The problem: Show all the lines in the data below that include the word "mapFieldName".

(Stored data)
--- START ---

PR #2206, opened 2021-01-29
Remove C1, C2 AW0 job, change C3 schedule

j-kanuch:
This PR removes the Cohort 1 and Cohort 2 AW0 cron jobs and temporarily suspends the Cohort 3 AW0 cron job. The GEM A1 cron job is currently temporarily suspended on the devel branch. Both of these cron jobs will be enabled again when the CE participants are removed from the genomics system.

### DIFF
--- a/rdr_service/cron_default.yaml
+++ b/rdr_service/cron_default.yaml
@@ -59,20 +59,10 @@ cron:
   schedule: every day 02:45
   timezone: America/New_York
   target: offline
-- description: Genomic Pipeline AW0 (Cohort 1) Workflow
-  url: /offline/GenomicC1AW0Workflow
-  timezone: America/New_York
-  schedule: every monday 07:15
-  target: offline
-- description: Genomic Pipeline AW0 (Cohort 2) Workflow
-  url: /offline/GenomicC2AW0Workflow
-  schedule: every monday 07:00
-  timezone: America/New_York
-  target: offline
 - description: Genomic Pipeline AW0 (Cohort 3) Workflow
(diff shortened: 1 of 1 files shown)


rdr_service/cron_default.yaml
```diff
@@ -59,20 +59,10 @@ cron:
...
-  target: offline
-- description: Genomic Pipeline AW0 (Cohort 2) Workflow
-  url: /offline/GenomicC2AW0Workflow
-  schedule: every monday 07:00
-  timezone: America/New_York
-  target: offline
 - description: Genomic Pipeline AW0 (Cohort 3) Workflow
   url: /offline/GenomicC3AW0Workflow
   timezone: America/New_York
-  schedule: every wednesday 06:30
```
dtharpeuno, line 75: Do we have a piece of custom code that deciphers these strings? Or what is being used for that process?

dtharpeuno (approved):

rdr_service/cron_default.yaml
j-kanuch: This is the syntax that Google Cloud expects to decipher the cron schedule.  I personally think the cron style of scheduling is more straight forward (i.e. * * * 5, etc.). Below is a link to some documentation on the matter.
https://cloud.google.com/appengine/docs/flexible/python/scheduling-jobs-with-cron-yaml

dtharpeuno: Yea just have never seen that style before, was wondering if we had some NLP processing in our repo for that value.

PR #2207, opened 2021-01-29
Refactor: Creating ToolTestMixin to share code for testing tools

kenny-skaggs:
This PR creates a ToolTestMixin class to share code for testing ToolBase classes. I've also made the ToolBase class publicly available (rather than marked as private to the tool_libs module) so the mixin can reference it without warnings.


dtharpeuno (approved):
👍

PR #387, opened 2021-10-05
Number generator tweaks

ttbarnes:
- Remove number generator error response if env vars are missing. This is sometimes returned locally even if they do exist.
- update some GEF mongo calls used by number generator
- add/remove some console logs


davehlewis (approved):
LGTM

PR #388, opened 2021-10-05
DTFS2-4966: replace express-json2csv

davehlewis:
https://ukef-dtfs.atlassian.net/browse/DTFS2-4966
- Removes express-json2csv (with it's vulnerabilities)
- Replaces with util that performs the same function


ttbarnes (approved):
Beautiful

PR #406, opened 2021-10-13
feat/DTFS2-4525 - Ability to query TFM deals by specific field name and value

ttbarnes:
### Central API 
- TFM get deals endpoint: add `byField` to do field/value equality checks in MongoDB find() call.
- split up TFM get deals API tests

### TFM API
- Update TFM deals schema with `byField` query param to accept an array of objects containing field name and values. E.g now deals can be queried via GraphQL like this:
```js
const queryParams  = {
  sortBy: { field: 'deal.submissionDate', order: 'ascending' },
  searchString: 'Amazing bank',
  byField: [
    {
      name: 'tfm.dateReceived',
      value: '11-10-2021'
    },
    {
      name: 'dealSnapshot.someOtherField',
      value: true
    }
  ]
};
```

### TFM UI
- Update "deals" GraphQL query to include `byField`. This is just an example, consumed by other UKEF systems. TFM UI uses the "deals light" query.


dtfs-central-api/api-tests/v1/tfm/deal/tfm-deals-get-sorting.api-test.js
```diff
@@ -0,0 +1,240 @@
+const moment = require('moment');
```
IgnatG, line 1: same as above

IgnatG (approved):

PR #412, opened 2021-10-15
DTFS2-4698 - prevent same user from submitting their own deal

eddieleeper:
Work in progress - cypress test currently failing


abhi-markan (approved):

gef-ui/server/controllers/application-submission/index.test.js
```diff
@@ -174,6 +176,7 @@ describe('controllers/application-submission', () => {
           comments: [{
             role: 'maker', userName: 'maker', createdAt: expect.any(Number), comment: mockRequest.body.comment,
           }],
+          editorId: expect.any(Number),
```
ttbarnes, line 179: I think outside of tests this will be a string as it uses the userId? Might want to update this and the mock `res.editorId` to be a string

IgnatG (approved):

PR #417, opened 2021-10-18
DTFS2-4672 : TFM sort functionality

abhi-markan:
TFM should now be able to sort the deals under **All Deals** page by clicking on the respective column.
This commit ensure both BSS / ECWS & GEF varied data models are taken into account while performing the sorting operation.

This commit has also addressed code simplification for an existing utility function.

**PR Review 1**
1. Code simplification
2. All deal njk template now adheres to GEF data model instead of BSS/ECWS data model paths.
3. Cross data model mapping now returns BSS/ECWS data model path.

**PR Review 2**
1. Moved empty check function to utils
2. Renamed argument

**PR Review 3**
1. Added Jest test cases covering all the functions.
2. Minor amends in the functions.

### DIFF
--- a/dtfs-central-api/src/utils/setEmptyIfNull.js
+++ b/dtfs-central-api/src/utils/setEmptyIfNull.js
@@ -1,5 +1,5 @@
 const setEmptyIfNull = (value) => {
-  if (value === null || value === undefined) return '';
+  if (!value) return '';
   return value;
 };
 


dtfs-central-api/src/utils/getCrossDataModelProperty.js
```diff
@@ -0,0 +1,23 @@
...
+};
+
+const getCrossDataModelProperty = (deal, propertyPath) => {
+  if (deal && propertyPath) {
+    if (deal.dealSnapshot.dealType === CONSTANTS.DEALS.DEAL_TYPE.GEF) return getGEFProperty(propertyPath);
+  }
+  return propertyPath;
+};
+
+module.exports = getCrossDataModelProperty;
```
ttbarnes, line 23: Currently `deals-table.njk` has button values based on BSS, e.g:

```js
buttonValue: 'dealSnapshot.submissionDetails.supplier-name',
```

I was thinking it could be changed to be like the GEF model which we want to get towards:

```js
buttonValue: 'dealSnapshot.exporter.companyName',
```

Then in `getCrossDataModelProperty.js`, could do the mapping so if it's BSS, use `submissionDetails.supplier-name` instead

This way when the data models are aligned, it can just be removed from this one function. Also wouldn't need the `getProperty` function. What do you think?

Also because this is doing mapping I think it should go into a mappings directory/file instead of utils?

dtfs-central-api/src/v1/controllers/tfm/deal/tfm-get-deals.controller.js
```diff
@@ -2,11 +2,17 @@ const moment = require('moment');
...
+const isEmpty = (value) => {
+  if (value === null) return '';
+  return value;
+};
 
 const sortDeals = (deals, sortBy) =>
   deals.sort((xDeal, yDeal) => {
-    const xField = getObjectPropertyValueFromStringPath(xDeal, sortBy.field);
-    const yField = getObjectPropertyValueFromStringPath(yDeal, sortBy.field);
+    const xField = isEmpty(getObjectPropertyValueFromStringPath(xDeal, getCrossDataModelProperty(xDeal, sortBy.field)));
```
ttbarnes, line 14: Why do we need `isEmpty`? It's a bit hard to read this line

abhi-markan: To find values which are null, if they are then give a unicode value which improves the sorting. I can break into multiple lines no problem.

dtfs-central-api/src/utils/getCrossDataModelProperty.js
ttbarnes: 👍 no worries, GEF is the newer cleaner version - very flat, whereas BSS has lots of nesting and some strange/bad field names

dtfs-central-api/src/utils/getObjectPropertyValueFromStringPath.js
```diff
@@ -1,9 +1,7 @@
...
-  str.split('.').reduce((p, propertyName) => {
-    if (p && p[propertyName]) {
-      return p[propertyName];
-    }
+const getObjectPropertyValueFromStringPath = (deal, field) =>
+  field.split('.').reduce((o, p) => {
+    if (o && o[p]) return o[p];
     return null;
-  }, obj);
+  }, deal);
```
ttbarnes, line 5: I'd keep this as obj because then it's generic, could be used on things that aren't deals 😉

dtfs-central-api/src/v1/controllers/tfm/deal/tfm-get-deals.controller.js
```diff
@@ -2,11 +2,27 @@ const moment = require('moment');
...
+        xDeal,
+        getCrossDataModelProperty(xDeal, sortBy.field),
+      ),
+    );
+    const yField = isEmpty(
+      getObjectPropertyValueFromStringPath(
+        yDeal,
+        getCrossDataModelProperty(yDeal, sortBy.field),
+      ),
+    );
```
ttbarnes, line 25: `isEmpty` feels strange to me because it returns a value, i'd expect it to return true or false - and could be extracted into utils/helper directory with tests, so can be used anywhere.

I'd do it like this:

```js
const xField = !isEmpty && (
  getObjectPropertyValueFromStringPath(
    xDeal,
    mapFieldName(xDeal, sortBy.field),
  ),
);
```

Also think `mapFieldName` is cleaner name than `getCrossDataModelProperty`.

What do you think?

dtfs-central-api/src/utils/setEmptyIfNull.js
```diff
@@ -0,0 +1,6 @@
+const setEmptyIfNull = (value) => {
+  if (value === null || value === undefined) return '';
```
ttbarnes, line 2: Could probably just be:

```js
if (!value) return '';
```

PR #464, opened 2021-11-08
DTFS2-4525 - Fix/improve TFM API deals query for external teams. Query timestamp fields by date string

ttbarnes:
### Why?

- Without this change, only deals with specific timestamps would get returned if they are passed into the `byField` request body. 
- Now, a date format can be passed in, e.g '01-12-2021' and any timestamp that's within this day will be returned in the response.
- How? We generate start-of-day and end-of-day timestamps with `date-fns` and then use these in the MongoDB query, with `$gte`/`$lte` operators.

### Central API

- Create `get-deals-date-helpers` function for API call:
  - keeps date input format and supported timestamp fields in one place.
  - main function: `dayStartAndEndTimestamps`: given a date in '01-12-2021' format, this will return 2 timestamps of the start and end of this day.
  - all of these functions are then used in the "get deals" endpoint/MongoDB query, if an appropriate field is passed into `byField` request body.

### TFM API

- Add `bank.emails` and `bank.partyUrn` to GEF GraphQL reducer mapping.
- Update GraphQL schema with missing fields and incorrect timestamp types (Float instead of Int).
- Fix issue where api.queryDeals function was not correctly passing `byField` param.
- Update example `deals-query` that external teams use.

### Other

- Various lint fixes.

### DIFF
--- a/dtfs-central-api/api-tests/v1/tfm/deal/tfm-deals-get-query-field.api-test.js
+++ b/dtfs-central-api/api-tests/v1/tfm/deal/tfm-deals-get-query-field.api-test.js
@@ -1,3 +1,4 @@
+const { getTime, format } = require('date-fns');
 const wipeDB = require('../../../wipeDB');
 const app = require('../../../../src/createApp');
 const api = require('../../../api')(app);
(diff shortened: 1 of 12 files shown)


IgnatG (approved):

ttbarnes:
Closing this - moved to another branch/PR because of branch name. https://github.com/UK-Export-Finance/dtfs2/pull/468

PR #471, opened 2021-11-10
DTFS-4443 added RISK_MANAGERS to credit risk edit group

Zainzzkk:


trade-finance-manager-ui/server/controllers/case/underwriting/pricing-and-risk/index.test.js
```diff
@@ -8,12 +8,13 @@ import {
 
 const res = mockRes();
 
+// changed to RISK_MANAGERS TO CHECK WORKS
```
IgnatG, line 11: the Underwriters are not supposed to be in this list anymore?

trade-finance-manager-ui/server/controllers/case/underwriting/pricing-and-risk/helpers.js
```diff
@@ -2,6 +2,6 @@ const CONSTANTS = require('../../../../constants');
 const { userIsInTeam } = require('../../../../helpers/user');
 
 const userCanEditGeneral = (user) =>
-  userIsInTeam(user, [CONSTANTS.TEAMS.UNDERWRITERS, CONSTANTS.TEAMS.UNDERWRITER_MANAGERS]);
+  userIsInTeam(user, [CONSTANTS.TEAMS.UNDERWRITERS, CONSTANTS.TEAMS.UNDERWRITER_MANAGERS, CONSTANTS.TEAMS.RISK_MANAGERS]);
```
ttbarnes, line 5: Can we update the test to include the new user? `pricing-and-risk/helpers.test.js `

ttbarnes (changes requested):
Could we add an E2E test for this in `pricing-and-risk.spec.js`?

Something like

```js
it('a user in the RISK_MANAGERS team can edit Credit Rating', () => {
  cy.login(riskManagerUser);
  
  // fill out form and submit
  // all should be good
});
```

At the moment if I were to remove `BUSINESS_SUPPORT` from the editable list, all tests would still pass.

trade-finance-manager-ui/server/controllers/case/underwriting/pricing-and-risk/helpers.js
Zainzzkk: done

e2e-tests/trade-finance-manager/cypress/integration/journeys/case/underwriting/pricing-and-risk-risk-managers.spec.js
```diff
@@ -0,0 +1,160 @@
...
+      cy.url().should('eq', relative(`/case/${dealId}/underwriting/pricing-and-risk`));
+    });
+
+    it('edit button is visible as compared to add', () => {
+      pages.underwritingPricingAndRiskPage.addRatingLink().should('not.exist');
+      pages.underwritingPricingAndRiskPage.exporterTableChangeCreditRatingLink().should('exist');
+      pages.underwritingPricingAndRiskPage.exporterTableChangeProbabilityOfDefaultLink().should('exist');
+    });
+  });
+});
```
ttbarnes, line 160: I think we can simplify this file a bit - most of this is already tested in the other pricing-and-risk E2E test.

Should we have just the last 3 tests in here, so it's only testing the submission and after submission?

I think we should remove the tests before this one:
```submitting a rating displays the rating in table on `pricing and risk` page and does not render `add credit rating` link```

Just thinking of E2E test time, the more tests we have the longer it takes

What do you think?

ttbarnes (approved):
Great stuff - just minor comment about simplifying the new E2E test file. Happy to merge either way 👍

e2e-tests/trade-finance-manager/cypress/integration/journeys/case/underwriting/pricing-and-risk-risk-managers.spec.js
Zainzzkk: think good idea, have done it

ttbarnes (approved):

IgnatG (approved):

--- END ---

Task solution:
    mapFieldName(xDeal, sortBy.field),
Also think `mapFieldName` is cleaner name than `getCrossDataModelProperty`.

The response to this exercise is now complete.